In March 1920, Haji Huseyn Afandiyev participated in suppressing the anti-government uprising, started by Armenians in Karabakh. After the Bolshevik occupation of Azerbaijan on April 27, 1920, he was arrested. On June 3, 1920, an investigator from Special Department No. 7 sentenced him to execution. He was executed at the age of 27.

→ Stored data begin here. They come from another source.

PR #3742, opened 2022-02-23
Multi-Label Joint Intent Slot Classification

chenrichard10:
# What does this PR do ?

Multi-Label Intent Model for Joint Intent Slot Classification Task. 

This PR will involves changes in collections/nlp within NeMo.

# Changelog 
- New loss function added to collections/common/losses (BCEWithLogitsLoss)
- Multi-Label Classification Report added to collections/nlp/metrics/classification_report
- Multi-Label Classification Model, Descriptor, Dataset files added in similar folders to intent_slot_classification
- Data Conversion and Augmentation scripts added to example/nlp/multi_label_intent_slot_classification Multi-Label Training Tutorial added to https://github.com/NVIDIA/NeMo/blob/main/tutorials/nlp/Joint_Intent_and_Slot_Classification.ipynb
- Added Weight Calculation Function for BCEWithLogitsLoss (lines 512-537) and Multi Label Stats function (lines 201-242) in nlp/data/data_utils/data_preprocessing.py 

# Usage

Refer to https://github.com/NVIDIA/NeMo/blob/main/tutorials/nlp/Joint_Intent_and_Slot_Classification.ipynb for training. To run the tutorial you will need to change github string link name from NVIDIA to chenrichard10 if the PR has not been approved. 

A simple script that can be used to train the model locally can be with  
 
```python
from nemo.collections import nlp as nemo_nlp
from nemo.collections.nlp.parts.utils_funcs import tensor2list

import os
import time

import torch
import pytorch_lightning as pl

HOME_DIR=""

# directory with data converted to nemo format
data_dir = os.path.join(HOME_DIR, "new_multiatis")

run_name = "test"
config_file = ""
config = OmegaConf.load(config_file)
config.model.data_dir = data_dir
config.model.validation_ds.prefix = "dev"
config.model.test_ds.prefix = "test"
config.model.class_balancing = "weighted_loss"
config.model.head.num_output_layers = 2
config.trainer.max_epochs = 40


# checks if we have GPU available and uses it
cuda = 1 if torch.cuda.is_available() else 0
config.trainer.gpus = cuda

# config.trainer.precision = 16 if torch.cuda.is_available() else 32
config.trainer.precision = 32

# for mixed precision training, uncomment the line below (precision should be set to 16 and amp_level to O1):
# config.trainer.amp_level = 'O1'

# remove distributed training flags
config.trainer.accelerator = None

# early_stop_callback = EarlyStopping(monitor='intent_f1', min_delta=1e-1, patience=10, verbose=True, mode='max')

trainer = pl.Trainer(**config.trainer)
config.exp_manager.exp_dir = os.path.join(HOME_DIR, "output/" + run_name)
config.exp_manager.create_checkpoint_callback = True
config.exp_manager.version = time.strftime('%Y-%m-%d_%H-%M-%S')

exp_dir = exp_manager(trainer, config.get("exp_manager", None))
model = nemo_nlp.models.MultiLabelIntentSlotClassificationModel(config.model, trainer=trainer)
trainer.fit(model)
```

**Pre checks**:
  
**PR Type**:
- [x] New Feature
- [ ] Bugfix
- [ ] Documentation

## Who can review?

# Additional Information
Available model has yet to be trained and uploaded on NGC. Section will be updated once a model has been trained.

### DIFF
--- a/examples/nlp/intent_slot_classification/conf/multi_label_intent_slot_classification_config.yaml
+++ b/examples/nlp/intent_slot_classification/conf/multi_label_intent_slot_classification_config.yaml
@@ -1,0 +1,110 @@
+# Intent and Slot classification with pretrained BERT models
+
+trainer:
+  gpus: 1 # the number of gpus, 0 for CPU
+  num_nodes: 1
+  max_epochs: 5
+  max_steps: null # precedence over max_epochs
+  accumulate_grad_batches: 1 # accumulates grads every k batches
+  precision: 32 # Should be set to 16 for O1 and O2 amp_level to enable the AMP.
+  accelerator: ddp
+  log_every_n_steps: 1  # Interval of logging.
+  val_check_interval: 1.0  # Set to 0.25 to check 4 times per epoch, or an int for number of iterations
+  resume_from_checkpoint: null # The path to a checkpoint file to continue the training, restores the whole state including the epoch, step, LR schedulers, apex, etc.
+
+  checkpoint_callback: false  # Provided by exp_manager
+  logger: false  # Provided by exp_manager
+
+model:
+  nemo_path: null # filename to save the model and associated artifacts to .nemo file
+  data_dir: ??? # /path/to/data
+  class_labels:
+    intent_labels_file: intent_labels.csv
+    slot_labels_file: slot_labels.csv
+  class_balancing: null # or weighted_loss
+  intent_loss_weight: 0.6 # relation of intent to slot loss in total loss (between 0 to 1)
+  pad_label: -1 # if -1 not slot token will be used
+  ignore_extra_tokens: false
+  ignore_start_end: true # do not use first and last token for slot training
+
+  train_ds:
+    prefix: train
+    batch_size: 32
+    shuffle: true
+    num_samples: -1
+    num_workers: 8
+    drop_last: false
+    pin_memory: false
+
+  validation_ds:
+    prefix: dev
+    batch_size: 32
+    shuffle: false
+    num_samples: -1
+    num_workers: 8
+    drop_last: false
+    pin_memory: false
+
+  test_ds:
+    prefix: dev
+    batch_size: 32
+    shuffle: false
+    num_samples: -1
+    num_workers: 8
+    drop_last: false
+    pin_memory: false
+
+  tokenizer:
+    tokenizer_name: ${model.language_model.pretrained_model_name} # or sentencepiece
+    vocab_file: null # path to vocab file
+    tokenizer_model: null # only used if tokenizer is sentencepiece
+    special_tokens: null
+
+  language_model:
+    max_seq_length: 50
+    pretrained_model_name: bert-base-uncased
+    lm_checkpoint: null
+    config_file: null # json file, precedence over config
+    config: null
+
+  head:
+    num_output_layers: 2
+    fc_dropout: 0.1
+
+  optim:
+    name: adam
+    lr: 2e-5
+    args:
+      name: auto
+      params:
+        weight_decay: 0.01
+
+    sched:
+      name: WarmupAnnealing
+      iters_per_batch: null # computed at runtime
+      max_steps: null # computed at runtime or explicitly set here
+
+      # pytorch lightning args
+      monitor: val_loss
+      reduce_on_plateau: false
+
+      # scheduler config override
+      args:
+        name: auto
+        params:
+          warmup_steps: null
+          warmup_ratio: 0.1
+          last_epoch: -1
+
+language_model:
+  max_seq_length: 50
+  pretrained_model_name: bert-base-uncased
+  lm_checkpoint: null
+  config_file: null # json file, precedence over config
+  config: null
+
+exp_manager:
+  exp_dir: null  # exp_dir for your experiment, if None, defaults to "./nemo_experiments"
+  name: "MultiLabelIntentSlot"  # The name of your model
+  create_tensorboard_logger: False  # Whether you want exp_manger to create a tb logger
+  create_checkpoint_callback: False  # Whether you want exp_manager to create a modelcheckpoint callback
--- a/nemo/collections/common/losses/bce_logits_loss.py
+++ b/nemo/collections/common/losses/bce_logits_loss.py
@@ -1,0 +1,79 @@
+# Copyright (c) 2022, NVIDIA CORPORATION.  All rights reserved.
+#
+# Licensed under the Apache License, Version 2.0 (the "License");
+# you may not use this file except in compliance with the License.
+# You may obtain a copy of the License at
+#
+#     http://www.apache.org/licenses/LICENSE-2.0
+#
+# Unless required by applicable law or agreed to in writing, software
+# distributed under the License is distributed on an "AS IS" BASIS,
+# WITHOUT WARRANTIES OR CONDITIONS OF ANY KIND, either express or implied.
+# See the License for the specific language governing permissions and
+# limitations under the License.
+
+from typing import List
+
+import torch
+from torch import nn
+
+from nemo.core.classes import Serialization, Typing, typecheck
+from nemo.core.neural_types import LabelsType, LogitsType, LossType, MaskType, NeuralType
+
+__all__ = ["BCEWithLogitsLoss"]
+
+
+class BCEWithLogitsLoss(nn.BCEWithLogitsLoss, Serialization, Typing):
+    """
+    BCEWithLogitsLoss
+
+    https://pytorch.org/docs/1.9.1/generated/torch.nn.BCEWithLogitsLoss.html
+    """
+
+    @property
+    def input_types(self):
+        """Returns definitions of module input ports.
+        """
+        return {
+            "logits": NeuralType(["B"] + ["ANY"] * (self._logits_dim - 1), LogitsType()),
+            "labels": [NeuralType(["B"] + ["ANY"] * (self._logits_dim - 2), LabelsType())],
+            "loss_mask": NeuralType(["B"] + ["ANY"] * (self._logits_dim - 2), MaskType(), optional=True),
+        }
+
+    @property
+    def output_types(self):
+        """Returns definitions of module output ports.
+        """
+        return {"loss": NeuralType(elements_type=LossType())}
+
+    def __init__(
+        self,
+        logits_ndim: int = 2,
+        weight: torch.Tensor = None,
+        reduction: str = "mean",
+        pos_weight: torch.Tensor = None,
+    ):
+        """
+        Args:
+            logits_ndim: number of dimensions (or rank) of the logits tensor
+            weight: list of rescaling weight given to each class
+            reduction: type of the reduction over the batch
+            pos_weight: weight given to positive samples
+        """
+        if pos_weight is not None and not torch.is_tensor(pos_weight):
+            pos_weight = torch.FloatTensor(pos_weight)
+
+        super().__init__(weight=weight, pos_weight=pos_weight, reduction=reduction)
+        self._logits_dim = logits_ndim
+
+    @typecheck()
+    def forward(self, logits: float, labels: List[int], loss_mask: torch.Tensor = None):
+        """
+        Args:
+            logits: output of the classifier
+            labels: ground truth labels
+        """
+        labels = torch.stack(labels)
+        labels = labels.t().float()
+
+        return super().forward(logits, labels)
--- a/nemo/collections/nlp/data/data_utils/data_preprocessing.py
+++ b/nemo/collections/nlp/data/data_utils/data_preprocessing.py
@@ -1,4 +1,4 @@
-# Copyright (c) 2020, NVIDIA CORPORATION.  All rights reserved.
+# Copyright (c) 2022, NVIDIA CORPORATION.  All rights reserved.
 #
 # Licensed under the Apache License, Version 2.0 (the "License");
 # you may not use this file except in compliance with the License.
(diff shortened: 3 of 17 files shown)


nemo/collections/nlp/models/multi_label_intent_slot_classification/multi_label_intent_slot_classification_model.py
```diff
@@ -0,0 +1,406 @@
...
+            parts = [1 if label in parts else 0 for label in range(len(self.cfg.data_desc.intent_labels))]
+            metrics_labels.append(parts)
+
+        # Retrieve class probabilities for each sentence
+        intent_probabilities = self.prediction_probabilities(sentences, test_ds)
+
+        metrics_dict = {}
+        # Find optimal logits rounding threshold for intents
+        for i in np.arange(0.5, 0.96, 0.01):
+            predictions = tensor2list((intent_probabilities >= i).int())
```
carolmanderson, line 289: This line will also need to be modified if you convert the torch tensor to a numpy array in `prediction_probabilities`. You can use numpy `.tolist()`

nemo/collections/nlp/models/multi_label_intent_slot_classification/multi_label_intent_slot_classification_model.py
```diff
@@ -0,0 +1,406 @@
...
+
+        logging.info(
+            f'Maximum Threshold for F1-Score: {max_f1_score}, [Precision, Recall, F1-Score]: {metrics_dict[max_f1_score]}'
+        )
+        logging.info(
+            f'Maximum Threshold for Precision: {max_precision}, [Precision, Recall, F1-Score]: {metrics_dict[max_precision]}'
+        )
+        logging.info(
+            f'Maximum Threshold for Recall: {max_recall}, [Precision, Recall, F1-Score]: {metrics_dict[max_recall]}'
+        )
```
carolmanderson, line 307: I found this logging output a little confusing. I think it would be clearer if it said "Best threshold" instead of "Maximum threshold".

nemo/collections/nlp/models/multi_label_intent_slot_classification/multi_label_intent_slot_classification_model.py
```diff
@@ -0,0 +1,406 @@
...
+
+        if metrics_dict[max_f1_score][2] > self.max_f1:
+            self.max_f1 = metrics_dict[max_f1_score][2]
+            self.threshold = max_f1_score
```
carolmanderson, line 311: Since you set a threshold here, I think you should also add a line of logging to tell the user that. Something like "Setting threshold to <whatever>"

tutorials/nlp/Joint_Intent_and_Slot_Classification.ipynb
```diff
@@ -556,17 +556,251 @@
...
+    "Before using our model, we find the probability rounding threshold that gives us the best results on the validation set. "
+   ]
+  },
+  {
+   "cell_type": "code",
+   "execution_count": null,
+   "metadata": {},
+   "outputs": [],
+   "source": [
+    "eval_model.optimize_threshold(config.model.test_ds)"
```
carolmanderson, line 767: After running `optimize_threshold`, I think it would be good to add a cell where you call `eval_model.threshold` so the user can see that the "best" threshold, based on F1 scores, was set as a model attribute. Also please explain that in the notebook.

examples/nlp/multi_label_intent_slot_classification/conf/multi_label_intent_slot_classification_config.yaml
```diff
@@ -0,0 +1,111 @@
+# Intent and Slot classification with pretrained BERT models
+
+trainer:
+  gpus: 2 # the number of gpus, 0 for CPU
```
carolmanderson, line 4: Set the default number of GPUs to 1 since most people won't have more than one. I don't think Colab is offering more than one either.

carolmanderson (changes requested):
Thanks for this valuable contribution to NeMo! I haven't yet reviewed all scripts, but there's plenty to work on based on my comments so far. 

To my mind it would make more sense to have the `multi_label_intent_slot_classification_model.py` sit inside the `models/intent_slot_classification` folder, instead of in its own folder. And similar for the dataset and data descriptor. I know we discussed this before, and maybe there was some good reason you decided not to do that.

tutorials/nlp/Joint_Intent_and_Slot_Classification.ipynb
```diff
@@ -555,6 +557,253 @@
...
+   ]
+  },
+  {
+   "cell_type": "markdown",
+   "metadata": {},
+   "source": [
+    "### Optimizing Threshold\n",
+    "\n",
+    "As mentioned above, when classifiying a given query such as `show all flights and fares from denver to san francisco`, our model checks whether each individual intent would be suitable. Before assigning the final labels for a query, the model assigns a probability an intent matches the query. For example, if our dict.intents had 5 different intents, then the model could output for a given query \\[0.52, 0.38, 0.21, 0.67. 0.80\\] where each value represents the probability that query matches that particular intent. \n",
+    "\n",
```
carolmanderson, line 755: Great explanation added here with the example probabilities.

nemo/collections/nlp/data/data_utils/data_preprocessing.py
```diff
@@ -461,9 +504,36 @@ def get_freq_weights(label_freq):
...
+
+    for label_id, class_values in label_freq.items():
+        positive_class = class_values[1]
+        negative_class = class_values[0]
+
+        if positive_class == 0:
+            weights[label_id] = 0
+
+        else:
+            weights[label_id] = float(negative_class) / float(positive_class)
```
carolmanderson, line 532: I think this should be negative/total   (i.e. negative/(negative + positive)

nemo/collections/nlp/data/data_utils/data_preprocessing.py
```diff
@@ -461,9 +504,36 @@ def get_freq_weights(label_freq):
     for lf in label_freq.values():
         total_size += lf
     weighted_slots = {label: (total_size / (len(label_freq) * freq)) for label, freq in label_freq.items()}
+
     return weighted_slots
 
 
+def get_freq_weights_bce_with_logits_loss(label_freq):
+    """
+    Calculate positive class weights in regards to BCEWithLogitsLoss
```
carolmanderson, line 513:
```suggestion
    Calculate positive class weights to be passed to BCEWithLogitsLoss
```

nemo/collections/common/losses/bce_logits_loss.py
```diff
@@ -0,0 +1,72 @@
...
+        return {"loss": NeuralType(elements_type=LossType())}
+
+    def __init__(
+        self, logits_ndim=2, weight=None, reduction="mean", ignore_index=-100, pos_weight=None,
+    ):
+        """
+        Args:
+            logits_ndim (int): number of dimensions (or rank) of the logits tensor
+            weight (list): list of rescaling weight given to each class
+            reduction (str): type of the reduction over the batch
```
carolmanderson, line 54: `weight` and `ignore_index` are currently not used. Does it make sense to have both `weight` and `pos_weight`?

nemo/collections/common/losses/bce_logits_loss.py
```diff
@@ -0,0 +1,72 @@
...
+        """
+        if pos_weight is not None and not torch.is_tensor(pos_weight):
+            pos_weight = torch.FloatTensor(pos_weight)
+        # Think about ignore index
```
carolmanderson, line 58: Funny inline comment....have you thought about it?

It looks like that argument isn't being used. Should it be in the `super` call?

examples/nlp/multi_label_intent_slot_classification/data/convert_datasets.py
```diff
@@ -0,0 +1,119 @@
...
+
+    multi_intent_df = pd.DataFrame(intent_labels)
+    multi_intent_df.to_csv(f'{target_dir}/{mode}.tsv', sep='\t', index=False)
+
+
+def convert_intent_dictionary(source_dir: str, target_dir: str) -> None:
+    """
+    Converts original intent dictionary containing labels that represented multiple labels into 
+    dictionary with only single labels. Example: if index 5 was referring to label "a+b", it is no longer 
+    a label in the new intent dictionary. Only labels "a" and "b" are included within the new dictionary
```
carolmanderson, line 75: Nice explanation

nemo/collections/common/losses/bce_logits_loss.py
chenrichard10: BCEWithLogitsLoss does not have a ignore index argument,  so I will remove that

nemo/collections/common/losses/bce_logits_loss.py
chenrichard10: The original BCEWithLogitsLoss seems to have weight and pos_weight parameters (https://pytorch.org/docs/stable/generated/torch.nn.BCEWithLogitsLoss.html) I think it would be good to have both and pass them in super().

nemo/collections/nlp/data/data_utils/data_preprocessing.py
chenrichard10: I think from https://pytorch.org/docs/1.9.1/generated/torch.nn.BCEWithLogitsLoss.html it says that the pos_weight for a class should be negative / positive example (The paragraph right above "Examples:"

nemo/collections/nlp/models/intent_slot_classification/multi_label_intent_slot_classification_model.py
```diff
@@ -0,0 +1,444 @@
...
+        )
+
+        if metrics_dict[max_f1_score][2] > self.max_f1:
+            self.max_f1 = metrics_dict[max_f1_score][2]
+
+            logging.info(f'Setting Threshold to: {max_f1_score}')
+
+            self.threshold = max_f1_score
+
+    def predict_from_examples(
```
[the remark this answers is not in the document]
chenrichard10: I don't think you can set self.threshold as a default argument, so I set it as 0.5 at the moment.

tutorials/nlp/Joint_Intent_and_Slot_Classification.ipynb
```diff
@@ -555,6 +557,253 @@
...
+   "metadata": {},
+   "source": [
+    "## Evaluation"
+   ]
+  },
+  {
+   "cell_type": "markdown",
+   "metadata": {},
+   "source": [
+    "To see how the model performs, we can evaluate the performance of the trained model on a test data file. Here we would load the best checkpoint (the one with the lowest validation loss) and create a model (eval_model) from the checkpoint. We will use the same trainer for testing. We will need to use the file specified in the output during the training process."
```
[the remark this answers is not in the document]
carolmanderson: I hadn't noticed this before, but there are actually two locations in the notebook where this needed to be changed -- above for the single-label model, and here for the multi-label model.

nemo/collections/nlp/models/intent_slot_classification/multi_label_intent_slot_classification_model.py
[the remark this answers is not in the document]
carolmanderson: Ah yeah, you're right of course. The usual workaround for this situation is to set the default as None and then replace it with the object attribute inside the method. I think this will be better than using 0.5, which might be unexpected if a user has just gone through the threshold finding and thinks the threshold is now going to be used.

examples/nlp/intent_slot_classification/conf/multi_label_intent_slot_classification_config.yaml
```diff
@@ -0,0 +1,110 @@
...
+    prefix: dev
+    batch_size: 32
+    shuffle: false
+    num_samples: -1
+    num_workers: 8
+    drop_last: false
+    pin_memory: false
+
+  test_ds:
+    prefix: test
```
carolmanderson, line 49: Should this be changed to "dev" so that it will work easily with the multi-atis dataset? Alternatively you can pass this in as a command line arg in your docstring example.

nemo/collections/nlp/data/data_utils/data_preprocessing.py
carolmanderson: Ah yes, you're right, of course.

carolmanderson (changes requested):
Almost done! I reopened a couple of "resolved" conversations because the changes didn't get committed. Added a few more comments/suggestions too, but this is looking good.

nemo/collections/nlp/data/intent_slot_classification/multi_label_intent_slot_classification_dataset.py
```diff
@@ -0,0 +1,120 @@
...
+    and slot classification with pretrained model.
+
+    Converts from raw data to an instance that can be used by
+    NMDataLayer.
+
+    Args:
+        input_file: file containing sentences + labels. The first line is header (sentence [tab] label)
+            each line should be [sentence][tab][label] where label can be multiple labels separated by a comma
+        slot_file: file containing slot labels, each line corresponding to slot labels for a sentence in input_file. No header.
+        max_seq_length: max sequence length minus 2 for [CLS] and [SEP]
```
carolmanderson, line 39: num_intents should be included in the args

nemo/collections/nlp/metrics/classification_report.py
```diff
@@ -105,10 +115,11 @@ def update(self, predictions: torch.Tensor, labels: torch.Tensor):
         self.fp += fp
         self.num_examples_per_class += num_examples_per_class
 
-    def compute(self):
+    def compute(self) -> None:
```
carolmanderson, line 118: I don't think this should be None since there are return values.

carolmanderson (changes requested):
Looks great! I've just requested two tiny changes.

On January 5, 1993, Haji Huseyn Haji Abdulla oglu Afandiyev was posthumously rehabilitated based on Article 1 of the decree issued by the Presidium of the Supreme Soviet of the USSR on January 16, 1989, "On additional measures to restore justice to the victims of repression in the 1930s–40s and early 1950s."

== Memory ==
Before the Soviet occupation, Haji Huseyn Afandiyev operated a bookstore and stationery shop called "Iqbal" in the center of Goychay. Prior to the occupation, both his shop and his two-story house were confiscated. In the following years, a dermatological venereal dispensary was established in his house.

In 2024, a book titled "Founders of the Azerbaijan Democratic Republic, Goychay's Deputy Haji Huseyn Haji Abdulla oglu Afandiyev," authored by Maharram Zulfugarli, was published, detailing his life and contributions.